Downtown, a neighborhood in short supply of elementary schools, might get a new school in 2007.

A group of parents and educators plans to build a Waldorf school in Tribeca—the first of its kind in Lower Manhattan. The new school would open as a mixed-aged kindergarten for three to six year olds and eventually grow into a K-5 school with 150 students.

“There is a need for a lot more schools,” said Chris Huson, chairperson of the Manhattan Waldorf Initiative. “We’re 150 kids when we’re fully set up, that’s a drop in the bucket compared to the growth of the neighborhood.”

The Waldorf school would be the second secular private school in Lower Manhattan. Claremont Prep, a K-12, opened last fall. The school does not have a site yet, although Huson said it will be located below Canal St.

Although the new school will be the second Waldorf in Manhattan—the other one is Rudolf Steiner on the Upper East Side—it will be independently run. “The Downtown school is not going to be a copy of the Uptown school,” said Timothy Hoffmann, a teacher at Steiner. “It’s going to be determined by the teachers and board members Downtown.”

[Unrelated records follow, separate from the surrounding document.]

PR #1999, opened 2023-11-08
perf(beaten-leaderboard): use aggregated data

wescopeland:
This PR results in beaten game leaderboards loading significantly faster than the current implementation in `main`. The unfiltered leaderboard goes from loading in 11s to loading in less than 200ms.

As a reminder, the route can be accessed at `/ranking/beaten-games`.

> **Note**
> I've added a command which lets you either build aggregates for a single user or queue up a full sync of the `player_stats` table.
> 
> **For a single user**, you can do `sail artisan ra:platform:player:update-stats Jamiras`.
> **For a full sync**, you can exclude the username/userid argument and simply do `sail artisan ra:platform:player:update-stats`.

## How to test this PR
* `sail artisan migrate`
* Test the command on a single user: `sail artisan ra:platform:player:update-stats Jamiras`. Visit `/ranking/beaten-games`.
* Prepare to do a full sync by running `sail artisan horizon` in another terminal tab.
* Queue a full sync by executing `sail artisan ra:platform:player:update-stats`. Visit `localhost:64000/horizon` to watch its progress.
* Visit `/ranking/beaten-games`.

## Theory of operation
Presently, beaten game leaderboards are constructed by performing complex queries where multiple tables are joined onto `SiteAwards`. It is much faster to instead build the leaderboards by using a new table containing rows with all the aggregate data computed in advance, similar to `player_games`, etc.

Let's pretend we want to put together a beaten game leaderboard for system_id 6 and only include retail games.

Our new table can contain the aggregate award counts by user_id for this system_id. Rows in the table might look like:

```
user_id = 1, system_id = 6, type = "games_beaten_hardcore_retail", value = 5
user_id = 2, system_id = 6, type = "games_beaten_hardcore_retail", value = 7
user_id = 3, system_id = 6, type = "games_beaten_hardcore_retail", value = 2
```

Assume `value` is the user's beaten game count. From these rows, we can build our leaderboard using a simple SQL query.

Now, for a more complex scenario. Let's pretend we want both retail games and hacks in our leaderboard view, again for system_id = 6.

```
user_id = 1, system_id = 6, type = "games_beaten_hardcore_retail", value = 5
user_id = 1, system_id = 6, type = "games_beaten_hardcore_hack", value = 5
user_id = 2, system_id = 6, type = "games_beaten_hardcore_retail", value = 7
user_id = 3, system_id = 6, type = "games_beaten_hardcore_retail", value = 2
user_id = 3, system_id = 6, type = "games_beaten_hardcore_hack", value = 1
```

In this case, we query the rows where system_id = 6 and types are "games_beaten_hardcore_retail" or "games_beaten_hardcore_hack". We sum the values of rows for the same user_id, and again build our leaderboard.

Finally, what if we don't care about the system_id at all, and only want the global leaderboard values?

```
user_id = 1, system_id = null, type = "games_beaten_hardcore_retail", value = 50
user_id = 2, system_id = null, type = "games_beaten_hardcore_retail", value = 70
user_id = 3, system_id = null, type = "games_beaten_hardcore_retail", value = 20
```

Our aggregate values do not store a system_id for total sums of all systems. This lets us bypass doing a lot of math on many possible rows in the table.

## How it works
* A new table, `player_stats`, is added (thanks @luchaos for guidance on this).

The table structure is:

```sql
CREATE TABLE `player_stats` (
  `id` bigint(20) unsigned NOT NULL AUTO_INCREMENT,
  `user_id` bigint(20) unsigned NOT NULL,
  `system_id` int(10) unsigned DEFAULT NULL, -- if NULL, don't filter leaderboards by system_id
  `type` varchar(255) NOT NULL, -- PlayerStatType.php: games_beaten_hardcore_retail, games_beaten_hardcore_demo, etc.
  `last_game_id` bigint(20) unsigned DEFAULT NULL, -- the most recent game that affected the row
  `value` int(11) NOT NULL DEFAULT 0, -- how many games were beaten by the user for the system_id & type
  `created_at` timestamp NULL DEFAULT NULL,
  `updated_at` timestamp NULL DEFAULT NULL, -- datetime of award for most recent game that affected the row (ie: backdated)
)
```

* A new action, `UpdatePlayerStats`, has been added which is responsible for aggregating and storing stats for a given `User`.

* When `PlayerBadgeAwarded`, `PlayerBadgeLost`, or `PlayerRankedStatusChanged` events are dispatched, an `UpdatePlayerStatsJob` is queued.

* `BeatenGamesLeaderboardController` has been updated to use the new aggregate data from the `player_stats` table.

## UX Changes

* The checkbox filters have been dramatically simplified to a small series of radio buttons. These radio buttons mirror the mastery rankings that are presented monthly in RANews. "Retail" is the default option.

Screenshot 2023-11-11 at 10 03 48 AM

* There was a bug in the original implementation where the "Jump to your ranking's page" could take you to the wrong page. This has been fixed.


resources/views/platform/beaten-games-leaderboard-page.blade.php
```diff
@@ -18,6 +19,7 @@
     <x-beaten-games-leaderboard.meta-panel
         :allSystems="$allSystems"
         :gameKindFilterOptions="$gameKindFilterOptions"
+        :leaderboardKind="$leaderboardKind"
```
Jamiras, line 22: There seems to be a slight discrepancy between the aggregated and non-aggregated data.

master:
image

this branch:
image

wescopeland:
This PR is now ready for review.

app/Platform/Controllers/BeatenGamesLeaderboardController.php
```diff
@@ -90,136 +85,213 @@ public function __invoke(Request $request): View
...
+
+        // As a safeguard, set everything to false by default.
+        $gameKindFilterOptions = array_fill_keys($allFilterKeys, false);
+
+        // Show retail games only by default. It will be the default filter choice.
+        $selectedKind = $validatedData['filter']['kind'] ?? 'retail';
+
+        switch ($selectedKind) {
+            case 'retail':
+                $gameKindFilterOptions['retail'] = true;
```
Jamiras, line 191: Shouldn't retail also contain unlicensed? They were still sold at the store.

app/Platform/Controllers/BeatenGamesLeaderboardController.php
```diff
@@ -90,136 +85,213 @@ public function __invoke(Request $request): View
...
+        $systemIdCondition = $targetSystemId ? "AND r2.system_id = {$targetSystemId}" : "AND r2.system_id IS NULL";
+        $lastBeatenDateSubquery = DB::raw("(
+            SELECT r2.updated_at
+            FROM rankings AS r2
+            WHERE r2.user_id = rankings.user_id
+                {$systemIdCondition}
+                AND r2.type IN ({$typeBindings})
+            ORDER BY r2.updated_at DESC
+            LIMIT 1
+        ) AS last_beaten_date");
```
Jamiras, line 151: Why does this take two subqueries?
```
> select `user_id`, ( SELECT r1.game_id FROM rankings AS r1 WHERE r1.user_id = rankings.user_id AND r1.system_id IS NULL AND r1.type IN ('games_beaten_hardcore_retail') ORDER BY r1.updated_at DESC LIMIT 1 ) AS most_recent_game_id, ( SELECT r2.updated_at FROM rankings AS r2 WHERE r2.user_id = rankings.user_id AND r2.system_id IS NULL AND r2.type IN ('games_beaten_hardcore_retail') ORDER BY r2.updated_at DESC LIMIT 1 ) AS last_beaten_date, RANK() OVER (ORDER BY SUM(value) DESC) as rank_number, ROW_NUMBER() OVER (ORDER BY SUM(value) DESC) as leaderboard_row_number, SUM(value) as total_awards from `rankings` where `system_id` is null and `type` in ('games_beaten_hardcore_retail') group by `user_id` order by `total_awards` desc, `last_beaten_date` asc
...
39794 rows in set (0.454 sec)
```
vs
```
> SELECT sub.user_id, j.game_id, j.updated_at, sub.total, ROW_NUMBER() OVER(ORDER BY sub.total DESC, sub.updated_at ASC) FROM (SELECT r.user_id, r.system_id, SUM(r.value) AS total, MAX(r.updated_at) AS updated_at FROM rankings r WHERE r.system_id IS NULL AND r.type IN ('games_beaten_hardcore_retail') GROUP BY r.user_id, r.system_id ORDER BY total DESC) AS sub INNER JOIN rankings j ON sub.user_id=j.user_id AND sub.updated_at = j.updated_at AND j.system_id IS NULL ORDER BY sub.total DESC, sub.updated_at ASC
...
39839 rows in set (0.103 sec)
```

app/Platform/Controllers/BeatenGamesLeaderboardController.php
```diff
@@ -90,136 +85,213 @@ public function __invoke(Request $request): View
...
+        }
+        if ($gameKindFilterOptions['prototypes']) {
+            $includedTypes[] = RankingType::GamesBeatenHardcorePrototypes;
+        }
+        if ($gameKindFilterOptions['demos']) {
+            $includedTypes[] = RankingType::GamesBeatenHardcoreDemos;
+        }
 
-        $userRankingData = $result->isEmpty() ? null : $result->get(0);
+        return $includedTypes;
```
Jamiras, line 247: is there still some way to select multiple types?

app/Platform/Listeners/DispatchUpdatePlayerRanksJob.php
```diff
@@ -0,0 +1,33 @@
...
+use Illuminate\Contracts\Queue\ShouldQueue;
+
+class DispatchUpdatePlayerRanksJob implements ShouldQueue
+{
+    public function handle(object $event): void
+    {
+        $user = null;
+
+        switch ($event::class) {
+            case PlayerGameMetricsUpdated::class:
```
Jamiras, line 18: it looks like you're listening for `PlayerBadgeAwarded` and `PlayerBadgeLost`, not `PlayerGameMetricsUpdated`

app/Platform/Controllers/BeatenGamesLeaderboardController.php
wescopeland: Yes. The "All" radio button selects all types.

resources/views/platform/beaten-games-leaderboard-page.blade.php
wescopeland: I noticed this as well. I believe the latest developer dumps have some discrepancies between `player_games` and `SiteAwards`.

In https://github.com/RetroAchievements/RAWeb/pull/1999/commits/e4c2e5e5554d5a0669654338b46bf5dbe3676ac0#diff-d1cd771d569c8de22cd2a5fbb203f1679cdd74af5e55f288f169697ed8bbeff8, I changed `UpdatePlayerRanks` to use `SiteAwards` instead of `player_games` before building aggregates. It occurred to me that `SiteAwards` is likely the better source of truth for building these rankings. I believe it's possible I pushed this commit up right after you did a full sync operation.

app/Platform/Listeners/DispatchUpdatePlayerRanksJob.php
wescopeland: Want to confirm if this still needs to change now that `UpdatePlayerRanks` is using `SiteAwards` as its source of truth for aggregates:

https://github.com/RetroAchievements/RAWeb/pull/1999/files#diff-d1cd771d569c8de22cd2a5fbb203f1679cdd74af5e55f288f169697ed8bbeff8R28

app/Platform/Controllers/BeatenGamesLeaderboardController.php
wescopeland: You're right - using a single subquery in this way is significantly faster. I'm seeing load times go from roughly 500ms to 150ms for the overall leaderboard. The NES leaderboard now also loads in less than 100ms.

It took some tweaking to get the `rank_number` and `leaderboard_row_number` values right, but your example was enough to get me started. Thanks!

app/Platform/Controllers/BeatenGamesLeaderboardController.php
wescopeland: You're right. I hadn't considered that. Updated in latest.

database/migrations/platform/2023_11_06_000000_create_rankings_table.php
```diff
@@ -0,0 +1,43 @@
...
+    public function up(): void
+    {
+        /**
+         * A flexible structure to store different types of ranking data within the same table.
+         * The 'type' column is a string that specifies the category of the ranking, such as
+         * 'games_beaten_retail', and the 'value' column stores the numerical value associated
+         * with that ranking. This allows for a wide range of aggregate ranking types to be managed
+         * dynamically without requiring schema changes for each new ranking category.
+         */
+        Schema::create('rankings', function (Blueprint $table) {
```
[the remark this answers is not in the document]
luchaos: I suggested rankings but agree that the name is not as fitting as i thought.
player_stats? they can be used wothout system_id iirc (not sure if we should)

database/migrations/platform/2023_11_06_000000_create_rankings_table.php
```diff
@@ -0,0 +1,43 @@
...
+            $table->bigIncrements('id');
+            $table->unsignedBigInteger('user_id');
+            $table->unsignedInteger('system_id')->nullable(); // useful for system-specific leaderboards
+            $table->unsignedBigInteger('game_id')->nullable(); // useful for showing most recent game which affected the value
```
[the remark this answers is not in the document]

Huson, whose daughter attends Steiner, describes Waldorf schools as community-based schools that are created and run by faculty and parents. As part of the planning process for the new school, Huson is enlisting Downtown parents now.

Waldorf schools teach students based on a philosophy that children learn with all five of their senses and need a nurturing environment to grow. There are 800 Waldorf schools globally, but all are run independently from one another.

The new school’s tuition would be comparable with other New York City private schools—somewhere between $15,000 and $25,000 a year—Huson said.

“I’d like to give parents in the Downtown community the opportunity to have something that I didn’t have: the opportunity to send their kids to a Waldorf school in their own neighborhood,” Justine Cuccia told Community Board 1 members at a March 28 Youth Committee meeting. Cuccia, a Battery Park City resident, has been shepherding her 13-year-old daughter to Steiner on the Upper East Side since she was seven years old. She plans to send her four-year-old daughter to P.S. 150 in Tribeca for kindergarten next year, but said the neighborhood could use a Waldorf school.

“We need the city to build the public schools that they promised,” she said, referring to the Beekman School and a new annex for P.S. 234 that the mayor recently threatened to cut from the city’s budget. “And we need more options, too.”

On April 25, Hoffmann will host a forum explaining the Waldorf education philosophy at 7 p.m. for parents on the 25th floor of 7 World Trade Center.